Do Smart People Make Markets Tick?

Most market advocates believe that what’s good about the marekts is that they reward merit. But I argue in my latest Forbest column that markets don’t reward merit, they reward value. And the failure to make this distinction might have prevented us from making a case for markets that, as it were, is more marketable.

This point was first made by the brilliant Austrian economist and Nobel laureate F. A. Hayek who pointed out that the beauty of the market is that it allows people to use knowledge of their particular circumstances to generate something valuable for others.

And circumstances, he emphasized, are a matter of chance–not of gift. Furthermore, since no two people’s circumstances are ever identical, every producer potentially has something–some information, some skill or some resource–that no one else does, giving him a unique market edge. “[T]he shipper who earns his living from using otherwise empty or half-filled journeys of tramp-steamers, or the estate agent whose whole knowledge is almost exclusively one of temporary opportunities, or the arbitrageur who gains from local differences of commodity prices, are all performing eminently useful functions based on special knowledge of circumstances of the fleeting moment not known to others,” noted Hayek.

In a functioning market, Hayek insisted, financial compensation depends not on someone’s innate gifts or moral character. Nor even on the originality or technological brilliance of their products. Nor, for that matter, on the effort that goes into producing them. The sole and only issue is a product’s value to others. Compare an innovation as incredibly mundane as a new plastic lid for paint cans with a whiz-bang, new computer chip. The painter could become just as rich as the computer whiz so long as the savings from spills that the lid offers are as great as the productivity gains from the chip. It matters not a whit that the lid maker is a drunk, wife-beating, out-of-work painter who stumbled upon this idea through pure serendipity when he tripped over a can of paint. Or that the computer whiz is a morally stellar Ph.D. who spent years perfecting his chip….

The need for embedding this Hayekian understanding of markets in the public consciousness cannot be overstated. And the first step in doing so might be purging the word “merit” from the vocabulary of markets and replacing it with “value.” This would make it much easier to explain how no functioning industry, absent access to taxpayers’ pockets, can afford forever to pay its executives obscene salaries beyond the value they are generating. At once, then, it would be possible to oppose both the recent government bailouts and government regulations such as Sarkozy-style caps on executive salaries.

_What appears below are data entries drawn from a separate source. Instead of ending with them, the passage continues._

PR #935, opened 2023-08-23
Update async tests to use builtin python suite

DanielArndt:
#### Description

As of Python 3.8, `AsyncMock` and many other async testing tools are available as standard libraries. This PR removes the third-party library `asynctest` and replaces it with those available in the standard python library.

As part of this, the tests will now run on Python 3.11, which they previously did not.

Additionally, warnings during tests are significantly reduced (from hundreds, to tens).

#### QA Steps

Running the unit and integration tests is hopefully sufficient

#### Notes & Discussion

I went down a rabbit hole here while investigating something totally unrelated. I understand if this change needs a more thorough review which there may or may not be time for, but I thought I'd put up the change since I was having some fun digging in.


cderici:
@DanielArndt thanks for the change! Let's get this in a working order and I'd be happy to give it a thorough review. For that, please fix the linter and let's see what's going on in the CI and I'll take it from there 👍

DanielArndt:
> @DanielArndt thanks for the change! Let's get this in a working order and I'd be happy to give it a thorough review. For that, please fix the linter and let's see what's going on in the CI and I'll take it from there 👍

Sure. There's some pre-existing issues that I've separated here #936

cderici (approved):
CI test failures are known intermittent errors unrelated to this change. They will be fixed soon in a subsequent PR.

Thanks again for the change! Good cleanup for sure 👍

PR #937, opened 2023-08-25
Handle FileNotFoundError on current_controller()

DanielArndt:
#### Description

When Juju is not bootstrapped, `controllers.yaml` does not yet exist. This throws a `FileNotFoundError` which is hard to decipher the root cause.

This is a bit of a contract change, but it appears the only place this is used (at least internally) already guards against `None`. I added a hint to the error message in this case to indicate that Juju may not be bootstrapped.

See Notes & Discussion for alternatives.

#### QA Steps

- Try calling `jujudata.current_controller()` on a machine that is not yet bootstrapped.

#### Notes & Discussion

An alternative to this might be raising a `JujuError` directly from `FileJujuData.current_controller()`. 

This should also probably be applied to `FileJujuData.controllers()`, `FileJujuData.models()`, `FileJujuData.accounts()`, and `FileJujuData.credentials()` calls.

Happy to make changes here if there's a preferred approach, but I thought I'd open the discussion.

### DIFF
--- a/juju/client/connector.py
+++ b/juju/client/connector.py
@@ -5,12 +5,14 @@ import copy
 import logging
 
 import macaroonbakery.httpbakery as httpbakery
+
+from juju.client import client
 from juju.client.connection import Connection
 from juju.client.gocookies import GoCookieJar, go_to_py_cookie
-from juju.client.jujudata import FileJujuData, API_ENDPOINTS_KEY
+from juju.client.jujudata import API_ENDPOINTS_KEY, FileJujuData
 from juju.client.proxy.factory import proxy_from_config
-from juju.errors import JujuConnectionError, JujuError, PylibjujuProgrammingError
-from juju.client import client
+from juju.errors import (JujuConnectionError, JujuError,
+                         PylibjujuProgrammingError)
 from juju.version import SUPPORTED_MAJOR_VERSION, TARGET_JUJU_VERSION
 
 log = logging.getLogger('connector')
@@ -113,8 +115,6 @@ class Connector:
         """
         if not controller_name:
             controller_name = self.jujudata.current_controller()
-        if not controller_name:
-            raise JujuConnectionError('No current controller')
 
         controller = self.jujudata.controllers()[controller_name]
         endpoints = controller[API_ENDPOINTS_KEY]
--- a/juju/client/connector.py
+++ b/juju/client/connector.py
@@ -12,30 +12,31 @@ from juju.client.gocookies import GoCookieJar, go_to_py_cookie
 from juju.client.jujudata import API_ENDPOINTS_KEY, FileJujuData
 from juju.client.proxy.factory import proxy_from_config
 from juju.errors import JujuConnectionError, JujuError
-from juju.client import client
 from juju.version import SUPPORTED_MAJOR_VERSION, TARGET_JUJU_VERSION
 
-log = logging.getLogger('connector')
+log = logging.getLogger("connector")
 
 
 class NoConnectionException(Exception):
-    '''Raised by Connector when the connection method is called
-    and there is no current connection.'''
+    """Raised by Connector when the connection method is called
+    and there is no current connection."""
+
     pass
 
 
 class Connector:
-    '''This class abstracts out a reconnectable client that can connect
+    """This class abstracts out a reconnectable client that can connect
     to controllers and models found in the Juju data files.
-    '''
+    """
+
     def __init__(
         self,
         max_frame_size=None,
         bakery_client=None,
         jujudata=None,
     ):
-        '''Initialize a connector that will use the given parameters
-        by default when making a new connection'''
+        """Initialize a connector that will use the given parameters
+        by default when making a new connection"""
         self.max_frame_size = max_frame_size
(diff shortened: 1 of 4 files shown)


cderici:
@DanielArndt thanks for the PR! Looks like the `test_jujudata.py` needs a copyright header. If you could fix that, I'd be happy to take over and review/land etc 👍

juju/client/connector.py
```diff
@@ -103,7 +103,7 @@ async def connect_controller(self, controller_name=None, specified_facades=None)
         if not controller_name:
             controller_name = self.jujudata.current_controller()
         if not controller_name:
-            raise JujuConnectionError('No current controller')
+            raise JujuConnectionError('No current controller. Is Juju bootstrapped?')
```
cderici, line 106: I'm not a fan of `current_controller()` returning `None` and us interpreting it here. I think we should just raise this error at the spot and have it bubble up.

juju/client/jujudata.py
```diff
@@ -75,7 +75,10 @@ def refresh(self):
 
     def current_controller(self):
         '''Return the current controller name'''
-        return self._load_yaml('controllers.yaml', 'current-controller')
+        try:
+            return self._load_yaml('controllers.yaml', 'current-controller')
+        except FileNotFoundError:
+            return None
```
cderici, line 81: This is the spot at which we should raise the `JujuConnectionError` ☝️

cderici (changes requested):

juju/client/connector.py
DanielArndt: I did mention the exception approach in the "Notes & Discussion", but here is why I leaned toward `None`:

The class we're calling on (`FileJujuData`) is an interface to the Juju files. We're asking it "what do the files say the current controller is?", and I think the correct answer is actually "the files say there isn't one".

It's not really a connection error in `FileJujuData`, but it does become a connection error in the client since there is no controller for us to connect to.

There might be a better argument for raising a `JujuError`, but is that even true? Is it really an error if this file doesn't exist, or does it just mean some things haven't been set up yet, and therefore some operations are restricted? The distinction is important, because this only becomes an error once you decide to do something that requires Juju to have a controller set.

DanielArndt: Well, I managed to beat your late response with an extremely delayed response! I was caught up in something that was a little more urgent.

> I'm glad you said that we're using an interface, the thing is the FileJujuData is not the interface, but the implementation of the interface

Yes, sorry, I didn't mean interface from a language contruct perspective, just that `FileJujuData`'s job is to be the intermediary between code and the file.

I think you've convinced me it's reasonable to classify this an error. I'll add a new error type and we can see how it looks. If you have more comments I'll do my best to iterate more quickly.

juju/client/jujudata.py
DanielArndt: Fixed in https://github.com/juju/python-libjuju/pull/937/commits/747dc771710bd0295c4480c0927d07a144e39b17

tests/unit/test_jujudata.py
```diff
@@ -0,0 +1,16 @@
...
+
+from juju.client.jujudata import FileJujuData
+
+
+class TestJujuData(unittest.IsolatedAsyncioTestCase):
+    @mock.patch("io.open")
+    async def test_verify_controller_uninitialized(self, mock_io_open):
+        mock_io_open.side_effect = FileNotFoundError()
+        jujudata = FileJujuData()
+        assert jujudata.current_controller() is None
```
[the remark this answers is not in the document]
DanielArndt: Fixed in https://github.com/juju/python-libjuju/pull/937/commits/747dc771710bd0295c4480c0927d07a144e39b17

juju/client/connector.py
DanielArndt: Does https://github.com/juju/python-libjuju/pull/937/commits/747dc771710bd0295c4480c0927d07a144e39b17 make more sense?

juju/client/jujudata.py
```diff
@@ -77,7 +79,10 @@ def refresh(self):
 
     def current_controller(self):
         '''Return the current controller name'''
-        return self._load_yaml('controllers.yaml', 'current-controller')
+        try:
+            return self._load_yaml('controllers.yaml', 'current-controller')
+        except FileNotFoundError:
+            raise JujuControllerNotFoundError('No controllers.yaml file found. Did you forget to bootstrap Juju?')
```
cderici, line 85: I'd change the wording here just a little bit, as people often deploy workloads that sets up the environment automatically (e.g. GH actions), so the part that sets up the juju env might fail even though they didn't forget to bootstrap themselves.

```suggestion
            raise JujuControllerNotFoundError('No controllers.yaml file found. python-libjuju requires a bootstrapped Juju controller.')
```

cderici:
@DanielArndt the merge is failing because there's a commit in there that's not signed, can you please `rebase -i` and make sure all the commits are signed? Thanks!

DanielArndt:
@cderici Done.

cderici:
@DanielArndt linter fix needed. Feel free to add me as a collaborator on your fork too if you want me to take care of small things like these 👍

PR #939, opened 2023-08-28
Green CI cleanup for python-libjuju

cderici:
#### Description

There's a couple of known intermittent failures in CI, some excessive warning logs and asyncio outputs. This PR attempts to clear up some of these issues for the new release.

Some major ones of the known CI failures are as follows (will be updated on the go) in the QA steps below. All the tests should be green before this lands.

#### QA Steps

```
tox -e integration --tests/integration/test_model.py::test_add_and_list_storage
```

```
tox -e integration -- tests/integration/test_controller.py::test_destroy_model_by_name
```

```
tox -e integration -- tests/integration/test_controller.py::test_secrets_backend_lifecycle
```

```
tox -e integration -- tests/integration/test_crossmodel.py::test_relate_with_offer
```

```
tox -e integration -- tests/integration/test_model.py::test_deploy_bundle_local_charms
```

```
tox -e integration -- tests/integration/test_model.py::test_deploy_bundle_local_charm_series_manifest
```

```
tox -e integration -- tests/integration/test_connection.py::test_reconnect
```

All CI tests need to pass.

Following examples should complete without any noise:
```sh
 $ python examples/connect_current_model.py
```

Also try to deliberately have it error. The error should only include the relevant parts, i.e. no clutter or noise from pending tasks etc.

```sh
 $ juju deploy ubuntu
 $ python examples/deploy.py
Connecting to model
Deploying ubuntu
Disconnecting from model
  ...........
  File "/home/caner/work/python-libjuju/juju/client/_client17.py", line 1051, in Deploy
    reply = await self.rpc(msg)
  File "/home/caner/work/python-libjuju/juju/client/facade.py", line 659, in rpc
  File "/home/caner/work/python-libjuju/juju/client/connection.py", line 693, in rpc
    raise errors.JujuError(err_results)
juju.errors.JujuError: ['cannot add application "ubuntu": application already exists']
```

#### Notes & Discussion

JUJU-4549

### DIFF
--- a/juju/utils.py
+++ b/juju/utils.py
@@ -128,7 +128,7 @@ async def block_until(*conditions, timeout=None, wait_period=0.5):
     async def _block():
         while not all(c() for c in conditions):
             await jasyncio.sleep(wait_period)
-    await jasyncio.wait_for(_block(), timeout)
+    await jasyncio.shield(jasyncio.wait_for(_block(), timeout))
 
 
 async def block_until_with_coroutine(condition_coroutine, timeout=None, wait_period=0.5):
@@ -139,7 +139,7 @@ async def block_until_with_coroutine(condition_coroutine, timeout=None, wait_per
     async def _block():
         while not await condition_coroutine():
             await jasyncio.sleep(wait_period)
-    await jasyncio.wait_for(_block(), timeout=timeout)
+    await jasyncio.shield(jasyncio.wait_for(_block(), timeout=timeout))
 
 
 async def wait_for_bundle(model, bundle, **kwargs):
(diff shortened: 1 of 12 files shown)


juju/utils.py
```diff
@@ -181,6 +181,10 @@ async def run_with_interrupt(task, *events, log=None):
                                         return_when=jasyncio.FIRST_COMPLETED)
     for f in pending:
         f.cancel()  # cancel unfinished tasks
+        try:
+            await f
```
jameinel, line 185: Shouldn't this be a loop around cancel, and *then* a loop around await? That way everything has time to start shutting down before we wait on them? Otherwise if the first is slow, the second never gets started, etc.

cderici: Yeah that's a better way of doing it. I'm trying to understand why the test keeps getting stuck (only fails on CI, locally it seems to be working). I'm not sure, but it might have something to do with this, actually, I'll see if fixing this will change the test behavior https://github.com/juju/python-libjuju/actions/runs/6029145138/job/16358032056?pr=939

jameinel (approved):

anvial (approved):

PR #940, opened 2023-08-29
Parse nested assumes expressions

### LINKED ISSUE #938: Support nested assumes
### Description

There is an error when using juju lib with a charm that has nested [`assumes`](https://juju.is/docs/sdk/metadata-yaml#heading--assumes) statement.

More importantly, it would become possible to counter the popular perception–the source of so much hostility against markets–that there is some body of super-elites, masters of the universe, who can sit in their plush offices on Wall Street and Silicon Valley and reign supreme through their sheer brain power. If value, not brain power, is the engine that drives markets, then the market’s inherent nature militates against elite control.

Markets are a fundamentally antielitist social force. If this is not generally recognized, it is not so much because of what the enemies of markets say to attack them–but what their friends have said to defend them. To rescue markets, then, one has to rescue them from their friends first.

Whole thing here.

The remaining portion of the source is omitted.